| EXERCISE INSTRUCTIONS |
If a line of the data below holds the string "guest", copy it.

[Records excerpted from a collection]
########################################

PR #3780, opened 2025-07-31
Stop using hard-coded port 60022 for "default" instance

AkihiroSuda:
The "default" instance no longer uses 60022 as the TCP port.

Discussed in:
- #3712

This change affects the existing "default" instance too, however, users do not need to care about the port number if they use `~/.lima/default/ssh.config`:
```
```


msimkunas:
Just wanted to note that users do care about ports in certain cases. For example, Jetbrains IDEs require you to specify the port manually even if you use the `lima-*` host alias to connect to the VM.

In such cases, the user will want to reserve a host port for exclusive VM use via `ssh.localPort` in the template.

pkg/hostagent/hostagent.go
```diff
@@ -237,17 +237,13 @@ func writeSSHConfigFile(sshPath, instName, instDir, instSSHAddress string, sshLo
...
 
-func determineSSHLocalPort(confLocalPort int, instName string) (int, error) {
+func determineSSHLocalPort(confLocalPort int) (int, error) {
 	if confLocalPort > 0 {
 		return confLocalPort, nil
 	}
 	if confLocalPort < 0 {
 		return 0, fmt.Errorf("invalid ssh local port %d", confLocalPort)
 	}
-	if instName == "default" {
```
afbjorklund, line 247: Did we want to keep this functionality, for instances created before 2.0.0? To not break any existing ones?

https://github.com/lima-vm/lima/issues/3712#issuecomment-3133506245

It would still need to be made explicit for any **new** instances.

website/content/en/docs/faq/_index.md
```diff
@@ -50,7 +50,8 @@ weight: 6
 Password is disabled and locked by default.
 You have to use `limactl shell bash` (or `lima bash`) to open a shell.
 
-Alternatively, you may also directly ssh into the guest: `ssh -p 60022 -i ~/.lima/_config/user -o NoHostAuthenticationForLocalhost=yes 127.0.0.1`.
+Alternatively, you may also directly ssh into the guest: `ssh -p <PORT> -i ~/.lima/_config/user -o NoHostAuthenticationForLocalhost=yes 127.0.0.1`.
+The port number can be inspected by running `limactl list`.
```
afbjorklund, line 54: Maybe we should also have a format here, like `limactl list --format '{{ .SSHLocalPort }}' default`

AkihiroSuda: done

pkg/hostagent/hostagent.go
AkihiroSuda: done

AkihiroSuda:
> In such cases, the user will want to reserve a host port for exclusive VM use via ssh.localPort in the template.

Added `--ssh-port` flag for convenience:
- https://github.com/lima-vm/lima/pull/3791

pkg/version/versionutil/versionutil.go
```diff
@@ -51,3 +51,8 @@ func GreaterThan(limaVersion, oldVersion string) bool {
 func GreaterEqual(limaVersion, oldVersion string) bool {
 	return compare(limaVersion, oldVersion) >= 0
 }
+
+// LessThan returns true if limaVersion < oldVersion.
+func LessThan(limaVersion, oldVersion string) bool {
+	return compare(limaVersion, oldVersion) < 0
```
jandubois: I don't think we need this function, but if you want to keep it, then it should be implemented in terms of the existing functions, that are already covered by unit tests.

```suggestion
	return !GreaterEqual(limaVersion, oldVersion)
```

AkihiroSuda: done

PR #4998, opened 2026-05-17
Windows: support native OpenSSH; no Git for Windows / MSYS2 required

jandubois:
This PR has been created with assistance by Claude Opus 4.7.

It is a refactored and cleaned up version of #4885.

This PR consists of 9 commits that I've kept separate to ease review. I believe they should not be squashed for merging, so we can keep the separate commit messages.

## Summary

`limactl` now works on Windows hosts that have only the toolchain shipped in a default Windows 10/11 install (native OpenSSH, `wsl.exe`, `tar`). Lima previously required Git for Windows or MSYS2 on `PATH` for `cygpath`, `ssh`, `ssh-keygen`, `scp`, and `gzip`. After this branch, none of those external tools are required for the core flow on plain
Windows.

Two coupled root causes drove the historical Git-for-Windows / MSYS2 requirement:

1. **Native Windows OpenSSH does not implement SSH multiplexing** ([PowerShell/Win32-OpenSSH#1328](https://github.com/PowerShell/Win32-OpenSSH/issues/1328)). When Lima needed `ControlMaster` for the legacy ssh-based dynamic port forwarder, native ssh would not work, so Cygwin-built ssh was required.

########################################

| RESPONSE FOR THIS EXERCISE |
-Alternatively, you may also directly ssh into the guest: `ssh -p 60022 -i ~/.lima/_config/user -o NoHostAuthenticationForLocalhost=yes 127.0.0.1`.
+Alternatively, you may also directly ssh into the guest: `ssh -p <PORT> -i ~/.lima/_config/user -o NoHostAuthenticationForLocalhost=yes 127.0.0.1`.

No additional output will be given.